▸ **TASK TO CARRY OUT**:
Look through the records below for the line with "PR #650, opened 2018-11-20" and the line with "In practice, this", then return those lines and all lines between, exactly.

▸ **DATA SHOWN**:
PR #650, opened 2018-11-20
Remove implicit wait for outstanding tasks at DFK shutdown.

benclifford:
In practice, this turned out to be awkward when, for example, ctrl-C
--
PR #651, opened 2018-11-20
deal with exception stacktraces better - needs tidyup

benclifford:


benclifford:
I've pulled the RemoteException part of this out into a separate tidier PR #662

▸ **TASK RESPONSE**:
PR #650, opened 2018-11-20
Remove implicit wait for outstanding tasks at DFK shutdown.

benclifford:
In practice, this turned out to be awkward when, for example, ctrl-C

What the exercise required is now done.